I wondered how much hot air had been processed in this glittering room, just off the hotel's Grand Hall. It was designed as a lesser quotation on the Hall of Mirrors at Versailles , and no less a figure than Samuel Clemens commented favorably about its elegance.

Oh, you thought I forgot about the revelation. Here it is, just as I wrote it down:

Fire-fighters practice what they are doing, because they are not always at fires, and they use the time waiting to respond to disaster for training. Cops are different. They have guns and there is never a moment, from start of shift to end of watch, that some human isn't conniving to commit a crime. Consequently, they do not practice anything. They just work.

The upshot of the revelation is that when stressed, the cops fall back on what they know. In the context of this breakfast, what they know is the crappy radios. It is a cultural thing, and that is why fire-fighters are more open to suggestions.

They also are not absently touching the firearm on their belts.

I made a note to attack that problem when I got back to my desk, but en route I got a call on my cell phone advising that the Congressman who now held Lyndon Johnson's seat, the one that runs south to the Gulf from Austin , was going to talk to another Industry group to which the company belongs.

It wasn't on my calendar, but there is so much that isn't. I walked up Pennsylvania Avenue . There is some convention in town, and the streets were packed with gawkers. There were so many people that it felt almost like a real city like New York .

I walked past the restaurant that Jack Abramson used to own. He is the one-time, big-time lobbyist who got Tom Delay, the House Majority Leader in such trouble. The Republican majority seems to be growing anxious about next year's elections and the public's increasing disapproval of Congress. This is not what they envisioned last year, returning to town as a one-party government with a big agenda.

I'm for good government, myself, but you have to go with what you have, and they are still the people in charge.

The Congressman was a little late, or better put, the rest of us were early. We drank iced tea and waited patiently. That is what you do. When he arrived, he worked the room eagerly. I was amazed by how young he looked.

They are always so energetic when they are new in town. This one was elected in 2004, and he is a sub-committee chairman already. Two years ago he was a regional official in the Justice Department, responsible for crimes in the Southwest and border security. His assignment on the sub-committee is to investigate things, and he was eager to do so.

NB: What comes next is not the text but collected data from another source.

PR #1375, opened 2025-01-13
fix(gpu): make GPU unavailable if all devices are excluded

### LINKED ISSUE #1360: GPU Mining is not recognized ...
**Describe the bug**
Two issues. In both cases GPU mining is not recognized.

1. GPU mining functions anyway despite claiming it is not recognized
2. GPU mining will not start

MCozhusheck:
Description
---
Partially fixes #1360 
Makes entire GPU unavailable for gpu mining if all devices were excluded.

Motivation and Context
---
Right now if all devices are excluded the gpu miner will restart over and over failing each time. This PR makes early check for this case.

How Has This Been Tested?
---
Before mining - turn on GPU mining and turn off every GPU device then:
 - check if GPU mining is not working (check GPU power and if `xtrgpuminer` process is absent)

Also check case if GPU mining is turned on and at least 1 GPU device then check if GPU mining is working as expected. 

---
Same as above.

Breaking Changes
---

- [x] None
- [ ] Requires hard fork
- [ ] Other - Please specify


brianp (changes requested):

brianp:
It's very easy to get the buttons into un-syncable states now as the button still reacts to state changes on click in some form.

Preferably if it's the last device in the list, and you switch it off it will switch the GPU off entirely.

https://github.com/user-attachments/assets/2f5e4a65-4afa-4119-94c1-69fb4ab0c7ca

MCozhusheck:
What should be the behavior if we switch all devices off and `GPU miming` becomes disabled and then but turn it back enabled - should we switch all devices as enabled?

brianp:
> What should be the behavior if we switch all devices off and GPU miming becomes disabled and then turn it back enabled should we switch all devices as enabled?

Yes. I think that is perfectly acceptable behaviour. If everything is off, the toggle turns them all on. The toggle can turn them all off.

And if you turn them off 1 by 1, when you turn off the last one, the toggle for all turns off.

Misieq01:
Tested on windows with rtx 4060 and Intel Iris Xe, works like a charm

When I got my thirty seconds to talk to him, I asked him about the border, and what he planned to do to improve security.

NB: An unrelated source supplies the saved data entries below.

PR #1379, opened 2025-01-14
chore: go back to Tauri crate | bump outdated deps

shanimal08:
Description
---
- bump outdated npm deps (only items not on `wanted` version)
  - updated files where needed(like in the SeedPhrase file for eslint)
- use the original tauri crates again (instead of our fork)
- consolidated capability files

We want to sell the government some efficient high-tech sensors and networks. The congressman looked at me intently. “We are not going to build a Berlin Wall across the Southwest,” he said. “I intend to introduce a Bill that will establish an citizen auxiliary to the Border Patrol to increase the human presence on the border, and help apprehend and detain illegals. No more Catch and Release.”

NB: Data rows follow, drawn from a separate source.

PR #1396, opened 2025-01-17
feat: add new base node grpc call with new nextnet release

hansieodendaal:
Description
---
Added the new base node gRPC call `get_network_state` to `fn get_network_hash_rate_and_block_reward` that returns all required base node statuses in a single call.

**The new base node gRPC call `get_network_state` came with the new Tari base layer nextnet release, `v1.10.0-rc.0`**

`MinerMetrics` now has additional members

- `initial_sync_achieved` (renamed from `is_synced`, describing the actual status)
- `failed_checkpoints`
- `base_node_state` 

and also provides a method `MinerMetrics::is_synced()` that will return the is-synced status based on the `base_node_state`.

**Notes:** 
- New `MinerMetrics` must be wired into the code where applicable.

Motivation and Context
---
To implement the new more efficient base node gRPC method call

How Has This Been Tested?
---
CI

---
Code review

Breaking Changes
---

- [X] None
- [ ] Requires hard fork
- [ ] Other

### DIFF
--- a/src-tauri/src/commands.rs
+++ b/src-tauri/src/commands.rs
@@ -41,6 +41,7 @@ use crate::wallet_adapter::{TransactionInfo, WalletBalance};
 use crate::wallet_manager::WalletManagerError;
 use crate::{node_adapter, UniverseAppState, APPLICATION_FOLDER_ID};
 
+use crate::node_adapter::BaseNodeState;
 use base64::prelude::*;
 use keyring::Entry;
 use log::{debug, error, info, warn};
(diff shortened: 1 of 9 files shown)


SWvheerden (approved):

src-tauri/src/commands.rs
```diff
@@ -401,17 +413,11 @@ pub async fn get_miner_metrics(
...
+        failed_checkpoints,
     } = node_status;
-    // let (sha_hash_rate, randomx_hash_rate, block_reward, block_height, block_time, is_synced) = state.node_manager
-    //     .get_network_hash_rate_and_block_reward().await
-    //     .unwrap_or_else(|e| {
-    //         if !matches!(e, NodeManagerError::NodeNotStarted) {
-    //             warn!(target: LOG_TARGET, "Error getting network hash rate and block reward: {}", e);
-    //         }
-    //         (0, 0, MicroMinotari(0), 0, 0, false)
-    //     });
```
brianp, line 414: Any reason to keep this? 

```suggestion
```

brianp (approved):
Looks really clean. Just waiting for CDN to be updated so I can test.

brianp:
CDN updated. Tested and works with the updated binaries.

src-tauri/src/commands.rs
hansieodendaal: That looks like a bad merge - I removed it

stringhandler (commented):
Will need to revert the rename of `initial_sync_achieved` to `is_synced` but will do that in a new pr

I recognize campaign sound-bites when I hear them. I smiled back, and realized I had to agree with him on that. What is the point of arresting someone as an illegal alien, and letting them go with a summons to appear in court? They just disappear and don't show up when commanded.

On the other hand, I am in the business of selling technology, and there is no money in auxiliary border officials. I understand they are not going to be armed though, so maybe there will be money in training or something while they are waiting around for disaster.

I don't know. There has got to be an angle to work in here, somewhere.